The small area estimates were validated using both internal and external methods. Internal validation involved a fully Bayesian benchmarking procedure. (Zhang and Bryant, 2020) Benchmarking was used to ensure a level of agreement between direct and modelled estimates at a high geographical aggregation, where the 2017-18 National Health Survey was designed to provide reliable estimates. By applying a fully Bayesian benchmarking approach, the uncertainty in the final proportion estimates reflected the additional information introduced with benchmarking.

Two benchmarks were enforced: “state” and “major-by-state”. The “state” benchmark had seven groups which were composed of the states and territories of Australia (except the Northern Territory). The “major-by-state” benchmark had 12 groups, composed of the interaction of the states and territories of Australia (except the Northern Territory) and dichotomous remoteness (major city versus non-major city).

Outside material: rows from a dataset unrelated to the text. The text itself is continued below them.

PR #812, opened 2022-12-22
[AL-0] Better error handling for label creation during test

kkim-labelbox:
Fixed two places where we were using a Generator to verify existence of the label, which was resulting in an error message that was hard to decipher

### DIFF
--- a/tests/integration/conftest.py
+++ b/tests/integration/conftest.py
@@ -337,19 +337,13 @@ def configured_project_with_label(client, rand_gen, image_url, project, dataset,
         }
     }]
 
-    def create_label():
-        """ Ad-hoc function to create a LabelImport
+    upload_task = LabelImport.create_from_objects(
+        client, project.uid, f'label-import-{uuid.uuid4()}', predictions)
+    upload_task.wait_until_done(sleep_time_seconds=5)
+    assert upload_task.state == AnnotationImportState.FINISHED, "Label Import failed"
 
-        Creates a LabelImport task which will create a label
-        """
-        upload_task = LabelImport.create_from_objects(
-            client, project.uid, f'label-import-{uuid.uuid4()}', predictions)
-        upload_task.wait_until_done(sleep_time_seconds=5)
-        assert upload_task.state == AnnotationImportState.FINISHED
-
-    project.create_label = create_label
-    project.create_label()
-    label = next(project.labels())
+    label = project.labels().get_one()
+    assert label is not None, "Cannot fetch created label"
     yield [project, dataset, datarow, label]
 
     for label in project.labels():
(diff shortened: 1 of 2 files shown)


tests/integration/conftest.py
```diff
@@ -339,17 +339,17 @@ def configured_project_with_label(client, rand_gen, image_url, project, dataset,
...
     def create_label():
         """ Ad-hoc function to create a LabelImport
-
         Creates a LabelImport task which will create a label
         """
         upload_task = LabelImport.create_from_objects(
             client, project.uid, f'label-import-{uuid.uuid4()}', predictions)
         upload_task.wait_until_done(sleep_time_seconds=5)
-        assert upload_task.state == AnnotationImportState.FINISHED
+        assert upload_task.state == AnnotationImportState.FINISHED, "Label Import failed"
```
msokoloff1, line 347: why would upload_task.state be equal to
```AnnotationImportState.FINISHED, "Label Import failed"```

File: tests/integration/test_data_row_media_attributes.py [hunk 2]
```diff
@@ -5,6 +5,8 @@ def test_export_empty_media_attributes(configured_project_with_label):
     project, _, _, _ = configured_project_with_label
     # Wait for exporter to retrieve latest labels
     sleep(10)
-    labels = project.label_generator()
-    label = next(labels)
-    assert label.data.media_attributes == {}
+    labels = project.label_generator().as_list()
```
msokoloff1, line 8: you can also just call list(project.label_generator()). It makes it more readable.

tests/integration/test_data_row_media_attributes.py
```diff
@@ -5,6 +5,8 @@ def test_export_empty_media_attributes(configured_project_with_label):
...
+    assert len(
+        labels
+    ) == 1, "Labels could not be fetched via `project.label_generator()`"
```
msokoloff1, line 11: I am already imagining this error message being posted all over slack. This makes it seem like the problem is the sdk. I would say that label export job unexpectedly returned an empty result set.

msokoloff1 (approved):
Just left some nits. Feel free to ignore.

tests/integration/test_data_row_media_attributes.py
apollonin: or even 
```
labels = [project.label_generator().get_one()]
```

to be consistent with the other test

apollonin: ah, len([None]) == 1, forget my comment )

tests/integration/test_data_row_media_attributes.py
kkim-labelbox: Thanks for the suggestions! Made the changes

External validation was performed by comparing the results to those from the Social Health Atlas and the overall trends from other Australian health surveys conducted on specific sub-populations (e.g., states).

10.3.2.2 Reported estimates

The key output from the two-stage model that was used in the Australian Cancer Atlas was the posterior median of the relative ratios, which were derived for each posterior draw of \(\mu_{i}\) by dividing by the national prevalence estimate. Relative ratios indicated whether the prevalence estimate for a SA2 was higher or lower than the national prevalence estimate.

In addition, the Atlas reported the modelled number of people with a specific risk factor (absolute measures) which was the posterior median of multiplying the posterior draws of \(\mu_{i}\) by the corresponding SA2 population.

10.3.2.3 Computation of risk factor models

Bayesian spatial models were fitted using the R package rstan Version 2.26.11. (R Interface to Stan) The stan code for the stage 1 and stage 2 models can be found on GitHub. (Jamie Hogg-ACA riskfactors)

The stage 1 models had a burn-in of 1,000 iterations and were then monitored another 1,000 iterations for each of four chains. A random subset of 500 iterations were then fed from the stage 1 to the stage 2 model. Each of the MCMC chains for the stage 2 model (4 chains) had a burn-in of 3,000 iterations followed by an additional 3,000 iterations, keeping every second iteration, resulting in 6, 000 total iterations.

10.3.3 Confidence (‘uncertainty’) of modelled estimates

The confidence of the modelled estimates accommodated the sample design, spatial autocorrelation, benchmarking, and sparsity of the given risk factors. The uncertainty of the estimates was captured via the dispersion of the approximate posterior distributions for each area’s relative ratio and modelled population count.